Triatoma indictiva

Scientific classification
- Kingdom: Animalia
- Phylum: Arthropoda
- Class: Insecta
- Order: Hemiptera
- Suborder: Heteroptera
- Family: Reduviidae
- Genus: Triatoma
- Species: T. indictiva
- Binomial name: Triatoma indictiva Neiva, 1912

= Triatoma indictiva =

- Authority: Neiva, 1912

Species of true bug

Triatoma indictiva is an arthropod in the assassin bug family of Reduviidae, and is an important vector of Trypanosoma cruzi. T. cruzi is the protozoan that causes Chagas Disease, which affects approximately eight million people a year in the western hemisphere alone. Triatoma indictiva is found in Mexico and throughout the southern United States, including Arizona and Texas.

== Physical characteristics and development ==

Triatoma indictiva is between 20 and 30 mm long when fully developed and can be identified taxonomically by their pear shape, tapered beak, observing the length of the scape and the red vestiges on its side. T. inductiva are paurometabolous and undergo 3 life stages including: egg, nymph and adult. The head and thorax of T. inductiva are black except for the red markings of its side and the slightly lighter colored third section of the leg. T. indictiva has a narrow head and tri-segmented antennae, with black forewings that cover the abdomen.

== Habitat ==
Triatoma indictiva are generally nidicolous (born immature) and are found in wooded areas or birds nests, but also can be found inside a house or other man-made structures. T. indictiva has been reported in Mexico, Arizona, and Texas. It is believed that T. indictiva is more commonly found in dwellings in Mexico and poorer regions, because it is easier for a colony to form in an open residence, bringing them more frequently into contact with people.
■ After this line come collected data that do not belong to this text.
PR #696, opened 2024-11-05
chore: fix build for upstream merge 57bb12e

nbaztec:
# What :computer: 

Resolves merge conflicts for https://github.com/matter-labs/foundry-zksync/tree/upstream-57bb12e

Build passes


crates/zksync/core/src/convert/eip712.rs
```diff
@@ -56,39 +56,50 @@ impl ConvertEIP712Domain for EthersEip712Domain {
 }
 
 /// Wrapper around [`Eip712Transaction`] implementing [`SignableTransaction`]
-pub struct Eip712SignableTransaction(Eip712Transaction);
+#[derive(Debug)]
+pub struct Eip712SignableTransaction {
+    inner: Eip712Transaction,
+    input: alloy_primitives::Bytes,
```
Karrq, line 62: Why are we storing the `input` separately now?

Karrq (approved):

crates/zksync/core/src/convert/eip712.rs
nbaztec: There's no way to return `&alloy_primitives::Bytes` from `zksync_web3_rs::Bytes` without converting it first, but then we cannot return a `ref` to a local variable, hence the workaround.

Karrq: Ok, I just didn't see where we returned the ref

Due to the fact that T. indictiva is established throughout much of Mexico, especially in areas with poor economic conditions, they are difficult to manage.

== Feeding ==

Triatoma indictiva are hematophagous (blood-sucking) and mainly feed on mammals, including humans, but they also feed on birds and reptiles. In their nymphal stages, T. indictiva can easily switch between vertebrate and invertebrate hosts, but the reasons that cause the switch is currently unknown. Adult T. indictiva, when feeding on humans bite around the lips or face, which is how the term "kissing bug" was formed. This is dangerous because, T. indictiva occasionally defecate during or after a blood meal, which can leave behind fecal matter containing T. cruzi.
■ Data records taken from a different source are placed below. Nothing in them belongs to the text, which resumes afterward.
PR #698, opened 2024-11-05
chore: sync with upstream 57bb12e

nbaztec:
Sync with upstream https://github.com/foundry-rs/foundry/commit/57bb12e022fb9ea46a4a7ca8647eb016e8d43ca3

Notable changes:
* https://github.com/foundry-rs/foundry/pull/9107
* https://github.com/foundry-rs/foundry/pull/9116
* https://github.com/foundry-rs/foundry/pull/7909
* Updates zksync deps to https://github.com/matter-labs/zksync-era/commit/6c034f6e180cc92e99766f14c8840c90efa56cec
* Includes https://github.com/Moonsong-Labs/compilers/pull/33

PR #702, opened 2024-11-05
fix: removes avoid-contracts in favour of --skip

### LINKED ISSUE #670: Migrate `--avoid-contracts` to `--skip`
Foundry’s [729a76](https://github.com/foundry-rs/foundry/commit/729a76629eb787354d17dfa6a9350ce45382c8b5) introduced a setting to avoid compiling some files (`skip`).

This is the same functionality as our `avoid-contracts` so we should migrate the functionality or reuse it.

dutterbutter:
Dependent on: https://github.com/Moonsong-Labs/compilers/pull/39  and https://github.com/matter-labs/foundry-zksync/pull/698
Closes: https://github.com/matter-labs/foundry-zksync/issues/670

**Question:**
- Should we add an alias to `--skip` for `--avoid-contracts` to avoid any breaking changes? 

# What :computer: 
* Removes `--avoid-contracts` in favour of `--skip` 

# Why :hand:
* Make use of the expected foundry behaviour 

# Evidence :camera:


Karrq (dismissed):
During the review I was confused because I couldn't see where we now used `skip`, but  it seems like we already supported it [here](https://github.com/matter-labs/foundry-zksync/blob/d9babce50528057735a52abb29f410e7c06e765f/crates/zksync/compiler/src/lib.rs#L69-L72).
Good stuff, this is definitely something we needed to cleanup :)

Jrigada (dismissed):

dutterbutter:
@Karrq what you think re: 

> Should we add an alias to --skip for --avoid-contracts to avoid any breaking changes?

Karrq (approved):
An alias works, but I'm the opinion that existing usage should be migrated to `--skip`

== Vector of Chagas disease ==

T. indictiva is one of the main vectors of T. cruzi, the hemoflagellate protozoan that causes Chagas disease. T. cruzi is transmitted through infectious feces left by T. indictiva after a blood meal. T. cruzi then usually enters the vertebrate by contaminating the bite site or through a nearby mucous membrane. Enzootic infection is prevalent across the southern United States, where there are 24 reservoir species and triatomine vectors, including T. indictiva reported in 28 states. Only 7 autochthonous human cases of Chagas disease have been reported in the U.S. from 1955-2006, which is considerably lower than the rates in Central and South America. Fewer locally-acquired human Chagas disease cases in the U.S. is presumably due to better awareness and better economic conditions keeping the vectors outside the home. Triatoma spp. in the U.S., including T. indictiva, have slower times for defecation following a blood meal compared to South American species, which could be an additional reason reducing the risk of acquiring Chagas disease in the U.S.